Tomotherapy Flashcards
What is Tomotherapy and how does it work?
A form of CT guided MRI.
Uses a 6MV photon beam.
Radiation is delivered in a helical manner (because of the slip ring gantry).
64 binary MLC’s (either in an ‘on’ or ‘off’ position).
Maximum treatment width = 40cm
Maximum treatment length = 160cm.
What are the advantages of a helical delivery?
Tomotherapy allows us to deliver dose: 1. in a narrow rotating beam. , , with high speed MLCs, from multiple angles around the target.
THIS MEANS WE ARE ABLE TO ‘BEND’ THE DOSE TO CONFORM TIGHTLY TO THE PTV AND AVOID OAR.
How does a patient get Tomotherapy?
Must be able to lie still for 20 minutes
Full CN, Nasopharynx and TNI patients automatically qualify.
Majority of patients (at RBWH) are head and neck, brain or breast patients with nodal involvement.

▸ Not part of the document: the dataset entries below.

PR #909, opened 2025-10-01
Resiliency Score Draft

abhinavs1920:
## Description  
This PR introduces a comprehensive Resiliency Scoring System that evaluates and quantifies system stability during chaos testing. The implementation includes:

- **Scoring Engine**: Core logic for calculating resiliency scores
- **Scenario-wise Analysis**: Granular scoring per test scenario
- **Telemetry & Reporting**: Detailed metrics 
- **Configurable SLOs**: Support for custom Service Level Objectives

## Type of Change  
- [x] New feature (non-breaking change which adds functionality)

[Documentation PR ](https://github.com/krkn-chaos/website/pull/167)
Require Updates

### DIFF
--- a/run_kraken.py
+++ b/run_kraken.py
@@ -31,6 +31,7 @@ from krkn_lib.ocp import KrknOpenshift
 from krkn_lib.telemetry.k8s import KrknTelemetryKubernetes
 from krkn_lib.telemetry.ocp import KrknTelemetryOpenshift
 from krkn_lib.models.telemetry import ChaosRunTelemetry
+from krkn_lib.models.k8s import ResiliencyReport
 from krkn_lib.utils import SafeLogger
 from krkn_lib.utils.functions import get_yaml_item_value, get_junit_test_case
 
@@ -498,7 +499,13 @@ def main(options, command: Optional[str]) -> int:
         telemetry_json = chaos_telemetry.to_json()
         decoded_chaos_run_telemetry = ChaosRunTelemetry(json.loads(telemetry_json))
         if resiliency_obj and hasattr(resiliency_obj, "summary"):
-            decoded_chaos_run_telemetry.overall_resiliency_report = resiliency_obj.get_summary()
+            summary_dict = resiliency_obj.get_summary()
+            decoded_chaos_run_telemetry.overall_resiliency_report = ResiliencyReport(
+                json_object=summary_dict,
+                resiliency_score=summary_dict.get("resiliency_score", 0),
+                passed_slos=summary_dict.get("passed_slos", 0),
+                total_slos=summary_dict.get("total_slos", 0)
+            )
         chaos_output.telemetry = decoded_chaos_run_telemetry
         logging.info(f"Chaos data:\n{chaos_output.to_json()}")
         if enable_elastic:
--- a/.gitignore
+++ b/.gitignore
@@ -17,6 +17,7 @@ __pycache__/*
 kube-burner*
 kube_burner*
 recommender_*.json
+resiliency*.json
 
 # Project files
 .ropeproject
--- a/requirements.txt
+++ b/requirements.txt
@@ -17,7 +17,7 @@ ibm_vpc==0.26.3  # Requires ibm_cloud_sdk_core
 jinja2==3.1.6
 lxml==5.1.0
 kubernetes==34.1.0
-krkn-lib==6.0.3
+krkn-lib==6.0.4
 numpy==1.26.4
 pandas==2.2.0
 openshift-client==1.0.21


run_kraken.py
```diff
@@ -99,6 +100,17 @@ def main(options, command: Optional[str]) -> int:
         enable_metrics = get_yaml_item_value(
             config["performance_monitoring"], "enable_metrics", False
         )
+
+        # Ensure resiliency scoring can obtain a Prometheus handle even when
+        # metrics/alerts collection is disabled.
+        resiliency_enabled = get_yaml_item_value(
```
paigerube14: let's add a variable into the config/config.yaml with a default variable

run_kraken.py
```diff
@@ -427,8 +448,64 @@ def main(options, command: Optional[str]) -> int:
...
+                    prometheus,
+                    datetime.datetime.fromtimestamp(start_time),
+                    datetime.datetime.fromtimestamp(end_time),
+                )
+                resiliency_obj.calculate_score()
+                resiliency_dict = resiliency_obj.to_dict()
+                chaos_telemetry.resiliency_report = resiliency_dict
+
+                try:
+                    import json, dataclasses
```
paigerube14: lets maybe move this to the resiliency class instead of directly in the run_kraken

tsebastiani: Not sure about this import in this position, json is already imported above, so simply import `dataclasses` in the import section.

run_kraken.py
abhinavs1920: Sure will do that, will add `enabled: true` in the resiliency config

run_kraken.py
abhinavs1920: Yepp, working on it.

abhinavs1920: Yes it should be removed from here, will do that

abhinavs1920:
> things ran well with this first default run. Definitely would be good to add a file that has a different configuration with weights so its clear how to configure it
> 
> couple of small notes:
> 
> * definitely will need documnetation on what failed vs points lost means
> * for slos results, might be cleaner if we only show failures. (definitely also need to clean up the descriptions)
> 
> ```
>  "resiliency_report": {
>             "score": 95,
>             "breakdown": {
>                 "total_points": 45,
>                 "points_lost": 2,
>                 "passed": 25,
>                 "failed": 2
>             },
>             "slo_results": {
>                 "10 minutes avg. 99th etcd fsync latency on {{$labels.pod}} higher than 10ms. {{$value}}s": true,
>                 "10 minutes avg. 99th etcd fsync latency on {{$labels.pod}} higher than 1s. {{$value}}s": true,
>                 "10 minutes avg. 99th etcd commit latency on {{$labels.pod}} higher than 30ms. {{$value}}s": true,
>                 "etcd leader changes 
> ```

Yes working on it, will update the branch as soon I successfully test it out.

run_kraken.py
```diff
@@ -427,8 +448,30 @@ def main(options, command: Optional[str]) -> int:
...
+                )
+
+            except Exception as e:
+                logging.error("Failed to compute resiliency score: %s", e)
+
+
         telemetry_json = chaos_telemetry.to_json()
         decoded_chaos_run_telemetry = ChaosRunTelemetry(json.loads(telemetry_json))
+        # Propagate resiliency report attribute after re-instantiation
+        if hasattr(chaos_telemetry, "resiliency_report"):
```
paigerube14: The telemetry structure is defined in Krkn-lib, thinking let's add this resiliency score attribute to chaos telemetry and also add it to the elastic telemetry so we can track it in the future

krkn/resiliency/resiliency.py
```diff
@@ -0,0 +1,196 @@
...
+                        status = hc.get("status", True)
+                except Exception:
+                    status = False
+                health_results[str(name)] = bool(status)
+
+        resiliency_obj.calculate_score(health_check_results=health_results)
+        resiliency_report = resiliency_obj.to_dict()
+        chaos_telemetry.resiliency_report = resiliency_report
+
+        from krkn_lib.models.telemetry import ChaosRunTelemetry  # late import to avoid cycle
```
tsebastiani: please try to import the dependencies on top of the file.

krkn/resiliency/resiliency.py
```diff
@@ -0,0 +1,196 @@
...
+
+        if not hasattr(ChaosRunTelemetry, "_with_resiliency_patch"):
+            _orig_to_json = ChaosRunTelemetry.to_json
+
+            def _to_json_with_resiliency(self):  
+                import json  # local import to keep module deps minimal
```
tsebastiani: please try to import the dependencies on top of the file.

config/config.yaml
```diff
@@ -125,4 +125,8 @@ kubevirt_checks:                                            # Utilizing virt che
     namespace:                                              # Namespace where to find VMI's
     name:                                                   # Regex Name style of VMI's to watch, optional, will watch all VMI names in the namespace if left blank
     only_failures: False                                    # Boolean of whether to show all VMI's failures and successful ssh connection (False), or only failure status' (True) 
-    disconnected: False                                     # Boolean of how to try to connect to the VMIs; if True will use the ip_address to try ssh from within a node, if false will use the name and uses virtctl to try to connect; Default is False
\ No newline at end of file
+    disconnected: False     
+    
+resiliency:
+    enabled: true
+    prometheus_url: "http://localhost:9090"  # Prometheus URL specifically for resiliency scoring                                  # Boolean of how to try to connect to the VMIs; if True will use the ip_address to try ssh from within a node, if false will use the name and uses virtctl to try to connect; Default is False
```
paigerube14: let's replace this URL with the url we set here: https://github.com/krkn-chaos/krkn/blob/97f4c1fd9c8377738169457735422f499b88b4c0/config/config.yaml#L62

krkn/prometheus/collector.py
```diff
@@ -0,0 +1,152 @@
...
+import math
+import os
+import logging
+from typing import Dict, Any, List
+
+import yaml
+from krkn_lib.prometheus.krkn_prometheus import KrknPrometheus
+
+
+def collect_prometheus_metrics(
```
paigerube14: this function and [this one](https://github.com/krkn-chaos/krkn/blob/97f4c1fd9c8377738169457735422f499b88b4c0/krkn/prometheus/client.py#L170-L243) seem very similar. Let's try to reuse/edit the existing function

krkn/scenario_plugins/scenario_plugin_factory.py
```diff
@@ -47,7 +47,11 @@ def __load_plugins(self, base_class: Type):
         ):
 
             if not is_pkg:
-                module = importlib.import_module(module_name)
```
abhinavs1920: Should we keep this exception handling case, or should I remove it?

krkn/resiliency/resiliency.py
```diff
@@ -0,0 +1,405 @@
...
+        slo_defs = {slo["name"]: slo["severity"] for slo in self._slos}
+        score, breakdown = calculate_resiliency_score(
+            slo_definitions=slo_defs,
+            prometheus_results=self._results,
+            health_check_results=health_check_results or {},
+            weights=weights,
+        )
+        self._score = score
+        self._breakdown = breakdown
+        self._health_check_results = health_check_results or {}
```
tsebastiani, line 111: This should be done in the \_\_init\_\_ method

krkn/resiliency/resiliency.py
```diff
@@ -0,0 +1,405 @@
...
+        )
+        slo_defs = {slo["name"]: slo["severity"] for slo in self._slos}
+        system_stability_score, full_breakdown = calculate_resiliency_score(
+            slo_definitions=slo_defs,
+            prometheus_results=full_slo_results,
+            health_check_results={},
+            weights=weights,
+        )
+
+        self.summary = {
```
tsebastiani, line 214: same as above, I'd suggest to define and initialize all the class members in the \_\_init\_\_ method

krkn/resiliency/resiliency.py
```diff
@@ -0,0 +1,405 @@
...
+            "scenarios": {rep["name"]: rep["score"] for rep in self.scenario_reports},
+            "resiliency_score": resiliency_score,
+            "system_stability_score": system_stability_score,
+            "passed_slos": full_breakdown.get("passed", 0),
+            "total_slos": full_breakdown.get("passed", 0) + full_breakdown.get("failed", 0),
+        }
+
+        self.detailed_report = {
```
tsebastiani, line 222: same as above, I'd suggest to define and initialize all the class members in the \_\_init\_\_ method

krkn/resiliency/resiliency.py
```diff
@@ -0,0 +1,405 @@
...
+                    }
+                if name in score_map:
+                    item_dict["resiliency_report"] = score_map[name]
+                new_scenarios.append(item_dict)
+        chaos_telemetry.scenarios = new_scenarios
+
+    # ------------------------------------------------------------------
+    # Internal helpers
+    # ------------------------------------------------------------------
+    @staticmethod
```
tsebastiani, line 285: this is a duplicate

krkn/resiliency/resiliency.py
```diff
@@ -0,0 +1,405 @@
...
+            if not os.path.exists(alerts_yaml_path):
+                raise FileNotFoundError(f"alerts file not found: {alerts_yaml_path}")
+            with open(alerts_yaml_path, "r", encoding="utf-8") as fp:
+                raw_yaml_data = yaml.safe_load(fp)
+            logging.info("Loaded SLO configuration from %s", alerts_yaml_path)
+            self.prometheus_url = None
+
+        self._slos = self._normalise_alerts(raw_yaml_data)
+        self._results: Dict[str, bool] = {}
+        self._score: int | None = None
```
tsebastiani: use `Optional[int]` instead of `int | None`

krkn/resiliency/resiliency.py
```diff
@@ -0,0 +1,405 @@
...
+        self._breakdown: Dict[str, int] | None = None
```
tsebastiani: use `Optional[Dict[str,int]]` instead of `Dict[str,int]| None`

tsebastiani: same approach at line:
- 101
- 102
- 138
- 139
- 140
- 194
- 333
- 335
- 336

krkn/resiliency/resiliency.py
```diff
@@ -0,0 +1,405 @@
...
+from typing import Dict, List, Any
+
+import yaml
+import json
+import dataclasses
+from krkn_lib.models.telemetry import ChaosRunTelemetry
+
+from krkn_lib.prometheus.krkn_prometheus import KrknPrometheus
+from krkn.prometheus.collector import evaluate_slos
+from .score import calculate_resiliency_score
```
tsebastiani: do not use relative imports, add an \_\_init\_\_.py in the folder so it becomes a legit package, and import the package correctly with `from krkn.resiliency.score import calculate_resiliency_score`

config/config.yaml
paigerube14: Abhinav, are you able to remove this in your next push?

abhinavs1920: In the main resiliency code we will be using the prometheus_url we get from the performance_monitoring? I made changes in that way only will be visible in the next push.

abhinavs1920:
Hey @tsebastiani @paigerube14 @chaitanyaenr @yogananth-subramanian,

The core resiliency feature implementation is ready for a final look.

**What's included in this PR:**
* **Config Flexibility:** It defaults to `alerts.yaml` but also accepts custom SLOs via the environment variable if provided.
In this user need to make a resiliency config yaml file and export it to this env `KRKN_ALERTS_YAML_CONTENT`.
It generates the detailed `resiliency-report.json` separately, keeping the main telemetry lightweight.

Resiliency is enabled once you provide the prometheus url in the config.

This PR handles the raw, unweighted scoring logic. I've implemented the weighted average in the `krknctl` PR.

Please test it out and let me know the feedback!

config/config.yaml
```diff
@@ -128,4 +128,8 @@ kubevirt_checks:                                            # Utilizing virt che
     disconnected: False                                     # Boolean of how to try to connect to the VMIs; if True will use the ip_address to try ssh from within a node, if false will use the name and uses virtctl to try to connect; Default is False
     ssh_node: ""                                            # If set, will be a backup way to ssh to a node. Will want to set to a node that isn't targeted in chaos
     node_names: ""
-    exit_on_failure:                                        # If value is True and VMI's are failing post chaos returns failure, values can be True/False
\ No newline at end of file
+    exit_on_failure:                                        # If value is True and VMI's are failing post chaos returns failure, values can be True/False
+    disconnected: False
```
paigerube14: might be a rebase issue here, there are 2 disconnected fields

abhinavs1920: Yes, my mistake... will fix it.

krkn/prometheus/collector.py
```diff
@@ -0,0 +1,117 @@
...
+    prom_cli: KrknPrometheus,
+    metrics_profile: str | dict,
+    start_time: datetime.datetime,
+    end_time: datetime.datetime,
+    granularity: int = 30,
+) -> list[dict[str, Any]]:
+    """Collect Prometheus metrics described by a metrics profile for a given time window.
+
+    Args:
```
paigerube14: do we need this function at all since its just calling a pre-existing function? this seems not needed

krkn/prometheus/collector.py
```diff
@@ -0,0 +1,117 @@
...
+from krkn_lib.prometheus.krkn_prometheus import KrknPrometheus
+from krkn.prometheus.client import metrics as client_metrics
+
+
+def collect_prometheus_metrics(
+    prom_cli: KrknPrometheus,
+    metrics_profile: str | dict,
+    start_time: datetime.datetime,
+    end_time: datetime.datetime,
+    granularity: int = 30,
```
paigerube14: granularity doesn't seem to be used here

krkn/resiliency/resiliency.py
```diff
@@ -0,0 +1,409 @@
...
+        self._breakdown: Optional[Dict[str, int]] = None
+        self._health_check_results: Dict[str, bool] = {}
+        self.scenario_reports: List[Dict[str, Any]] = []
+        self.summary: Optional[Dict[str, Any]] = None
+        self.detailed_report: Optional[Dict[str, Any]] = None
+
+    # ---------------------------------------------------------------------
+    # Public API
+    # ---------------------------------------------------------------------
+    def evaluate_slos(
```
paigerube14: do we need this function at all since its just calling a pre-existing function? this seems not needed/redundant

run_kraken.py
```diff
@@ -52,6 +53,14 @@ def main(options, command: Optional[str]) -> int:
     print(pyfiglet.figlet_format("kraken"))
     logging.info("Starting kraken")
 
+    # Determine execution mode (standalone, controller, or disabled)
+    run_mode = os.getenv("RESILIENCY_ENABLED_MODE", "standalone").lower()
```
paigerube14: lets add this variable to the resiliency part of the config instead of an enviornment variable. We use enviornment variables in krkn-hub and krknctl but everything for krkn should be set in the config itself

run_kraken.py
```diff
@@ -88,17 +97,24 @@ def main(options, command: Optional[str]) -> int:
         iterations = get_yaml_item_value(config["tunings"], "iterations", 1)
         daemon_mode = get_yaml_item_value(config["tunings"], "daemon_mode", False)
 
-        prometheus_url = config["performance_monitoring"].get("prometheus_url")
-        prometheus_bearer_token = config["performance_monitoring"].get(
-            "prometheus_bearer_token"
-        )
+        # Prometheus configuration: environment variables take precedence over config file
```
paigerube14: these variables are already set in the config by [these lines](https://github.com/krkn-chaos/krkn/blob/4527d073c6a69af86fcbc9f7c3be19b064d40e4e/run_kraken.py#L91-L94). Let's remove these

run_kraken.py
paigerube14: would recommend using get_yaml_item_value to get the value and set the default to "standalone", should be other examples in the run_kraken file

run_kraken.py
```diff
@@ -363,12 +388,51 @@ def main(options, command: Optional[str]) -> int:
...
 
+                        batch_window_start_dt = datetime.datetime.utcnow()
                         failed_post_scenarios, scenario_telemetries = (
                             scenario_plugin.run_scenarios(
                                 run_uuid, scenarios_list, config, telemetry_ocp
                             )
                         )
                         chaos_telemetry.scenarios.extend(scenario_telemetries)
+                        batch_window_end_dt = datetime.datetime.utcnow()
+                        if resiliency_obj:
```
paigerube14, line 405: lets maybe add this for loop into a function in the resiliency/resiliency file. The run_kraken file has almost all calls to other files and very large already. Would be good to reduce as much code as possible in this file

run_kraken.py
```diff
@@ -430,12 +494,56 @@ def main(options, command: Optional[str]) -> int:
...
             telemetry_k8s.collect_cluster_metadata(chaos_telemetry)
 
+        if resiliency_obj:
+            try:
+                resiliency_obj.attach_compact_to_telemetry(chaos_telemetry)
+            except Exception as exc:
+                logging.error("Failed to embed per-scenario resiliency in telemetry: %s", exc)
+
+        if resiliency_obj:
+            try:
```
paigerube14, line 485: similar to [this comment](https://github.com/krkn-chaos/krkn/pull/909/files#r2557181995) lets move this into resiliency/resiliency

krkn/resiliency/resiliency.py
```diff
@@ -0,0 +1,409 @@
...
+                decoded_yaml = base64.b64decode(env_yaml).decode('utf-8')
+                raw_yaml_data = yaml.safe_load(decoded_yaml)
+            except (yaml.YAMLError, base64.binascii.Error, UnicodeDecodeError) as exc:
+                raise ValueError(
+                    f"Invalid base64 or YAML in environment variable {self.ENV_VAR_NAME}: {exc}"
+                ) from exc
+            logging.info("Loaded SLO configuration from environment variable %s", self.ENV_VAR_NAME)
+            # Store optional Prometheus URL if provided
+            if isinstance(raw_yaml_data, dict):
+                self.prometheus_url = raw_yaml_data.get("prometheus_url")  # may be None
```
paigerube14: the prometheus url should always come from the config/config.yaml file, don't think this will be used

krkn/prometheus/collector.py
abhinavs1920: Yes, I just rechecked the implementation, by default it is kept at 10, so I will remove it from here.
Should we increase the granularity for SLO evaluation queries? Thoughts??

paigerube14:
> Also to remove the DCO error I will squash all my commits to 1 or 2 major signed commits, I guess this will resolve the CI errors.

Yes, need to squash to 1 and sign off on the commit after you get the tests passing as well

abhinavs1920:
I’ve fixed the issue, but I’m now seeing another error in the CI related to Docker authentication. I don’t believe this is caused by the krkn code.

run_kraken.py
```diff
@@ -89,16 +102,22 @@ def main(options, command: Optional[str]) -> int:
...
+        prometheus_bearer_token = config["performance_monitoring"].get("prometheus_bearer_token")
         run_uuid = config["performance_monitoring"].get("uuid")
         enable_alerts = get_yaml_item_value(
             config["performance_monitoring"], "enable_alerts", False
         )
         enable_metrics = get_yaml_item_value(
             config["performance_monitoring"], "enable_metrics", False
         )
+
+        # Disable resiliency if Prometheus URL is not available
```
paigerube14: Need to move this to below [this if block](https://github.com/krkn-chaos/krkn/blob/a13150b0f55eb1c773fe2c67437f1d3c46b09f96/run_kraken.py#L206-L223), if the user doesn't set the prometheus_url but it is an openshift distribution it'll try finding the prometheus URL. the resiliency score was not running even though prometheus was set on OpenShift

krkn/prometheus/collector.py
```diff
@@ -0,0 +1,77 @@
...
+from krkn_lib.prometheus.krkn_prometheus import KrknPrometheus
+
+
+# -----------------------------------------------------------------------------
+# SLO evaluation helpers (used by krkn.resiliency)
+# -----------------------------------------------------------------------------
+
+
+def slo_passed(prometheus_result: List[Any]) -> Optional[bool]:
+    if not prometheus_result:
```
paigerube14, line 16: here, if the response is None or a blank list coming from prometheus alerts that means the alert is passing. For example the below, it execute the query and since the sum of etcd cpu is less than 5 it doesn't return a repsonse and the alert should "Pass". We don't want to ignore these

```
# etcd CPU and usage increase
- expr: sum(rate(container_cpu_usage_seconds_total{image!='', namespace='openshift-etcd', container='etcd'}[1m])) * 100 / sum(machine_cpu_cores)  > 5
  description: Etcd CPU usage increased significantly by {{$value}}%
  severity: critical
```

krkn/prometheus/collector.py
```diff
@@ -0,0 +1,77 @@
...
+        name = slo["name"]
+        try:
+            response = prom_cli.process_prom_query_in_range(
+                expr,
+                start_time=start_time,
+                end_time=end_time,
+            )
+
+            passed = slo_passed(response)
+            if passed is None:
```
paigerube14, line 70: getting a lot of these warnings when we should not, see other comment in this file on why

paigerube14:
Going to add the resiliency score details to telemetry that it can push to elasticsearch 

https://github.com/krkn-chaos/krkn-lib/pull/256

paigerube14:
@abhinavs1920 thank you so much for this PR! I used your code as the base and added some custom weight to the calculation and got it merged in this PR: https://github.com/krkn-chaos/krkn/pull/1173 
Appreciate your contributions and hope for more work together in the future

PR #932, opened 2025-10-30
Adding resetting new ip address when restarted

paigerube14:
## Description  
When a vm is killed it is improperly reporting a false status even when it comes back up because it has been assigned a new ip. This is only applicable in the disconnected environment as its using the ip address so check ssh connection 

Reliant on: https://github.com/krkn-chaos/krkn-lib/pull/208

## Documentation  

### DIFF
--- a/krkn/utils/VirtChecker.py
+++ b/krkn/utils/VirtChecker.py
@@ -14,12 +14,12 @@ from krkn_lib.utils.functions import get_yaml_item_value
 class VirtChecker:
     current_iterations: int = 0
     ret_value = 0
-    def __init__(self, kubevirt_check_config, iterations, krkn_lib: KrknKubernetes, threads_limt=20):
+    def __init__(self, kubevirt_check_config, iterations, krkn_lib: KrknKubernetes, threads_limit=20):
         self.iterations = iterations
         self.namespace = get_yaml_item_value(kubevirt_check_config, "namespace", "")
         self.vm_list = []
         self.threads = []
-        self.threads_limit = threads_limt
+        self.threads_limit = threads_limit
         if self.namespace == "":
             logging.info("kube virt checks config is not defined, skipping them")
             return
@@ -28,6 +28,7 @@ class VirtChecker:
         self.disconnected =  get_yaml_item_value(kubevirt_check_config, "disconnected", False)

What are positives and negatives of the Tomotherapy unit; particularly when setting up?
Negatives:
- Noisy - 78 decibels
- Cold Room
- Pinch hazard at the top of the couch
Positives:
- Personal Control panel touch screens, allows for auto load (automatically puts the patient in the same position they were last treatment) which is very convenient.
- No applicators, no heavy equipment, no lifting
- No gantry to rotate - no crash hazard.
What type of IGRT does tomotherapy have?
MVCT: mean energy 1MV.
0.5 - 2.5cGy per scan. Does not use a lot of radiation.
There is a loss of distinction between soft tissue and bone however, there is improved imaging on high density materials (reduced metal artifacts).
What is the registration process for tomotherapy?
Sagittal Image: Check for pitch, correct for positioning sup-inf and ant-post.
Coronal image: Check for yaw. Check positioning left-right ( large left-right shifts can be corrected here).
Transverse image: Check for roll. Make final adjustments let-right and ant-post across the the whole volume.
What are the limitations to image registration in the Tomotherapy machine?
6 degrees of freedom can be reviewed but only these 4 can be corrected (sup/inf , ant/post, left/right, roll)
If pitch and yaw are incorrect the patient must be re-positioned.
Why is tomotherapy often used for paediatric patients?
The low dose wash associated with Tomo is not ideal for paediatrics; the tight margins and ability to “bend” radiation make it suitable for many areas.
It is essential that patients are able to lie still. GA may be necessary
What is a major limitations of tomotherapy (Tomo’s nemesis).
Weight loss and volume changes.
Tomo treats a lot of head and neck patients who often have side effects reducing their appetite. - patients need nursing and dietitian ans speech pathology to help control weight.
How does Tomo deliver dose?
Through beamlets.
Set the number of treatment beamlets available in a plan.
Tomo assigns a number of beamlets to each structure according to how it is meeting tolerances (when it has achieved constraints to structures it will divide remaining beamlets over remaining structures).
What are things to keep in mind when Tomo planning with beamlets?
STRUCTURES CLOSE TOGETHER: When structures are very close together there is decreased control over the dose.
This is because beamlets from one structure can be affected by the other.
Oed to the
What factors can be changed to optimise the plan?
Field width Pitch Modulation factor Compensation Blocks (directional vs complete) Priorities/ importance/ penalties
Clinical case study (breast)
Treated both breasts at the same time.
Lt breast, Lt IM, Lt Supra clav and Rt breast = 50Gy in 25# (2Gy/#).
Lt breast boost & Rt breast boost = 60Gy in 25# (2.4Gy/#).
Limitation: Daily MVCT couldn’t image the entire patient - cut some of the patient and PTV off.
Clinical case study (head and neck).
Nasopharynx, retropharyngeal LN, Rt Cervical LN, Level 2-5 Ln (54Gy in 35# 1.5Gy per fraction).
Middle Dose PTV 63Gy in 35# (1.8Gy per fraction).
Macroscopic disease 70Gy in 35# (2gy per fraction).